Boostervaccinatie tijdens zwangerschap
Het RIVM adviseert alle zwangere vrouwen de boostervaccinatie te halen. Zij zeggen dat het vaccin geen invloed heeft op de zwangerschap. Veel zwangeren zijn bang dat het vaccin gevolgen heeft voor de ontwikkeling van hun ongeboren baby.
Inmiddels zijn er over de hele wereld miljoenen zwangere vrouwen gevaccineerd. Op basis van onderzoek werd onlangs al geconcludeerd dat een COVID- vaccinatie geen nadelige gevolgen heeft voor het ongeboren kindje. Dit geldt ook voor zuigelingen die borstvoeding krijgen.

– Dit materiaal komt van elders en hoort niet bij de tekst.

PR #32, opened 2025-03-18
Avoid copying `String` when generating `LineItem` (20% faster)

alamb:
- Part of https://github.com/clflushopt/tpchgen-rs/issues/6

My overall plan is described [here](https://github.com/clflushopt/tpchgen-rs/issues/6#issuecomment-2728967340), and I am trying to make PRs easy to review by making them in chunks

### Rationale

Creating `String` is expensive:
1. The bytes must be copied
2. The overhead of allocation/deallocation is substantial.

Thus the fewer `String`s created the faster the data generator goes

Once we are happy with this pattern, I plan to apply the same thing to the other 6 tables

### Changes
Rework how `LineItem`'s are generated to avoid creating / copying`String`

### Performance measurements

Testing with
```shell
time target/release/tpchgen-cli -s 1 --output-dir=/tmp/tpchdbgen-rs
```

| branch | time |
|--------|--------|
| `main` | 0m8.579s |
| this PR | 0m6.985s |

### Note on not implementing `Iterator` and `IntoIterator`

I tried several times to keep the `Iterator` trait but could not get the lifetimes to work out. I would be grateful if someone else could give it a look and try. Here is what I did:
- https://github.com/clflushopt/tpchgen-rs/pull/31

PR #35, opened 2025-03-18
Add lifetimes to generators and generated types

scsmithr:
Adds lifetimes to all generators and relevant types to remove many cases of using `String`.

Essentially this ties the lifetimes of all strings that aren't modified to either the `TextPool` or `Distribution`. This also remove the `Arc` around `TextPool` to help accommodate this.

There's still a few `String` instances when `format!` (or other string formatting) is needed. I opted to hold off on changing those in this pr.

### DIFF
--- a/tpchgen/src/generators.rs
+++ b/tpchgen/src/generators.rs
@@ -51,7 +51,7 @@ impl<'a> NationGenerator<'a> {
 }
 
 impl<'a> IntoIterator for &'a NationGenerator<'a> {
-    type Item = Nation;
+    type Item = Nation<'a>;
     type IntoIter = NationGeneratorIterator<'a>;
 
     fn into_iter(self) -> Self::IntoIter {
@@ -61,7 +61,7 @@ impl<'a> IntoIterator for &'a NationGenerator<'a> {
 
 /// The NATION table
 #[derive(Debug, Clone, PartialEq, Eq)]
-pub struct Nation {
+pub struct Nation<'a> {
     /// Primary key (0-24)
     pub n_nationkey: i64,
     /// Nation name
@@ -69,10 +69,10 @@ pub struct Nation {
     /// Foreign key to REGION
     pub n_regionkey: i64,
     /// Variable length comment
-    pub n_comment: String,
+    pub n_comment: &'a str,
 }
 
-impl fmt::Display for Nation {
+impl fmt::Display for Nation<'_> {
     fn fmt(&self, f: &mut fmt::Formatter) -> fmt::Result {
         write!(
             f,
@@ -82,14 +82,14 @@ impl fmt::Display for Nation {
     }
 }
 
-impl Nation {
+impl<'a> Nation<'a> {
     /// Create a new `nation` record with the specified values.
-    pub fn new(n_nationkey: i64, n_name: &str, n_regionkey: i64, n_comment: &str) -> Self {
+    pub fn new(n_nationkey: i64, n_name: &str, n_regionkey: i64, n_comment: &'a str) -> Self {
         Nation {
             n_nationkey,
             n_name: n_name.to_string(),
             n_regionkey,
-            n_comment: n_comment.to_string(),
+            n_comment,
         }
     }
 }
@@ -118,7 +118,7 @@ impl<'a> NationGeneratorIterator<'a> {
 }
 
 impl<'a> Iterator for NationGeneratorIterator<'a> {
-    type Item = Nation;
+    type Item = Nation<'a>;
 
     fn next(&mut self) -> Option<Self::Item> {
         if self.index >= self.nations.size() {
@@ -133,7 +133,7 @@ impl<'a> Iterator for NationGeneratorIterator<'a> {
             // n_regionkey
             n_regionkey: self.nations.get_weight(self.index) as i64,
             // n_comment
-            n_comment: self.comment_random.next_value().to_string(),
+            n_comment: self.comment_random.next_value(),
         };
 
         self.comment_random.row_finished();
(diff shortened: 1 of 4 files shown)


scsmithr:
cc @clflushopt and @alamb 

(Also I believe this may supersede https://github.com/clflushopt/tpchgen-rs/pull/32)

tpchgen/src/text.rs
```diff
@@ -30,13 +30,9 @@ impl TextPool {
...
-    pub fn get_or_init_default() -> Arc<Self> {
-        Arc::clone(DEFAULT_TEXT_POOL.get_or_init(|| {
-            Arc::new(Self::new(
-                Self::DEFAULT_TEXT_POOL_SIZE,
-                &Distributions::default(),
-            ))
-        }))
+    pub fn get_or_init_default() -> &'static Self {
+        DEFAULT_TEXT_POOL
+            .get_or_init(|| Self::new(Self::DEFAULT_TEXT_POOL_SIZE, &Distributions::default()))
```
scsmithr, line 35: Removed the Arc, allow us to tie lifetimes to text pools much more easily.

tpchgen/tests/integration_tests.rs
```diff
@@ -19,14 +19,9 @@ fn read_tbl_gz<P: AsRef<Path>>(path: P) -> Vec<String> {
...
-    generator_fn: F,
-    reference_path: &str,
-    scale_factor: f64,
-    transform_fn: impl Fn(T) -> String,
-) where
-    G: Iterator<Item = T>,
-    F: FnOnce(f64) -> G,
+fn test_generator<T, I>(iter: I, reference_path: &str, transform_fn: impl Fn(T) -> String)
+where
+    I: Iterator<Item = T>,
```
scsmithr, line 24: I remove the closure being passed in as all it was doing was creating an iterator using an sf (which was also being passed in). This just accepts an iterator now.

tpchgen/tests/integration_tests.rs
```diff
@@ -61,63 +55,55 @@ fn test_generator<T, G, F>(
...
-        "data/sf-0.001/nation.tbl.gz",
-        0.001,
-        |nation| {
-            format!(
-                "{}|{}|{}|{}|",
-                nation.n_nationkey, nation.n_name, nation.n_regionkey, nation.n_comment
-            )
-        },
-    );
+    let _sf = 0.001;
```
scsmithr, line 58: Kept these in just for consistency with other tests that actually use a scale factor.

tpchgen/src/generators.rs
```diff
@@ -47,13 +46,13 @@ impl NationGenerator {
...
     pub fn iter(&self) -> NationGeneratorIterator {
-        NationGeneratorIterator::new(self.distributions.nations(), &self.text_pool)
+        NationGeneratorIterator::new(self.distributions.nations(), self.text_pool)
     }
 }
 
-impl IntoIterator for NationGenerator {
-    type Item = Nation;
-    type IntoIter = NationGeneratorIterator;
+impl<'a> IntoIterator for &'a NationGenerator<'a> {
```
scsmithr, line 53: I'd argue these `IntoIterator` implementations don't really help much since they just call `iter` (which accepts a reference and isn't consuming).

tpchgen/src/text.rs
clflushopt: The `TextPool` is read-only but I wonder if the lack of `Arc` might cause the compiler to complain if we aim to have multiple generators in different threads sharing it.

clflushopt (approved):
LGTM I left a small comment about the absence of `Arc` making it unsafe to share across threads (it's not the case since the global text pool is read only and has a static lifetime but i don't recall how the compiler behaves in this case). Otherwise approved, since I merged #32 before reviewing this there are a few merge conflicts that need to be addressed.

Thanks for the contribution ! I will add @alamb as reviewer so he's aware of the change.

tpchgen/src/generators.rs
clflushopt: I agree I implemented `IntoIter` here because I thought having `T` and `&T` and `&mut T` might be useful but I highly doubt that.

tpchgen/src/generators.rs
```diff
@@ -8,24 +8,23 @@ use crate::random::RandomBoundedLong;
...
 use crate::random::RowRandomInt;
 use crate::text::TextPool;
-use std::sync::Arc;
 
 use crate::dates::{GenerateUtils, TPCHDate};
 use crate::random::{RandomBoundedInt, RandomString, RandomStringSequence, RandomText};
 
 /// Generator for Nation table data
-pub struct NationGenerator {
+pub struct NationGenerator<'a> {
```
alamb, line 16: I think making the generation multi-threaded will be significantly harder using the approach in https://github.com/clflushopt/tpchgen-rs/pull/34 if there are lifetimes on the generators

However it seems to me that all the distributions are effectively `'&static` (don't change) so maybe instead of putting lifetimes on the generators, we could just make all the references to `TextPool` `&'static TextPool` 🤔

tpchgen/src/text.rs
alamb: It makes sense that trying to mix Arc and references is complicated

I actually did the opposite in https://github.com/clflushopt/tpchgen-rs/pull/34 -- that is put `Arc` on the `Distributions` and `Distribution`

alamb (commented):
Thank you so much @scsmithr -- I think this is totally the right direction (don't copy the text pools)

This PR seems to go fro Arc --> `&` which is more efficient in general 🚀  . However I think it will make it hard to pass the generators to different threads. 

What do you think about combining the best of both words and making all the references `&'static` ? That would remove almost all runtime overhead 🤔

tpchgen/src/generators.rs
```diff
@@ -1353,23 +1356,23 @@ impl OrderGenerator {
     }
 }
 
-impl IntoIterator for OrderGenerator {
-    type Item = Order;
-    type IntoIter = OrderGeneratorIterator;
+impl<'a> IntoIterator for &'a OrderGenerator<'a> {
```
alamb, line 1359: this is clever and a neat way to keep the iterator pattern

alamb (approved):
Actually, I played around with this locally and I believe the generators that come back from `LineItemGenerator::new()` do in fact have the static lifetime

I made this change and it compiles:

```diff
diff --git a/tpchgen-cli/src/main.rs b/tpchgen-cli/src/main.rs
index 4d43c4e..ac79f3e 100644
--- a/tpchgen-cli/src/main.rs
+++ b/tpchgen-cli/src/main.rs
@@ -114,7 +114,7 @@ fn generate_nation(cli: &Cli) -> io::Result<()> {
     let filename = "nation.tbl";
     let mut writer = new_table_writer(cli, filename)?;

-    let generator = NationGenerator::new();
+    let generator: NationGenerator<'static> = NationGenerator::new();
     for nation in generator.iter() {
         writeln!(
             writer,
```

Therefore I agree this is a better approach than https://github.com/clflushopt/tpchgen-rs/pull/32 and I will revert that to get this one to merge

alamb:
I am working on a PR to remove the last string copies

Veilig en effectief vaccin
Naast dat het vaccin veilig en effectief is, heeft de Gezondheidsraad de overtuiging dat zwangere vrouwen die besmet zijn met het coronavirus een groter risico hebben op het ontwikkelen van een ernstiger ziekteverloop dan niet-zwangere vrouwen.
Vanaf december 2021 is Nederland gestart met de boostervaccincatie, omdat de bescherming tegen COVID-19 na verloop van tijd afneemt. Zwangere vrouwen hebben van het RIVM het advies gekregen de booster van het mRNA-vaccin te nemen. Vrouwen die corona hebben gehad dienen minimaal tot 6 maanden te wachten met hun boostervaccinatie.
Adviezen werkgroep ‘COVID-19 en Zwangerschap’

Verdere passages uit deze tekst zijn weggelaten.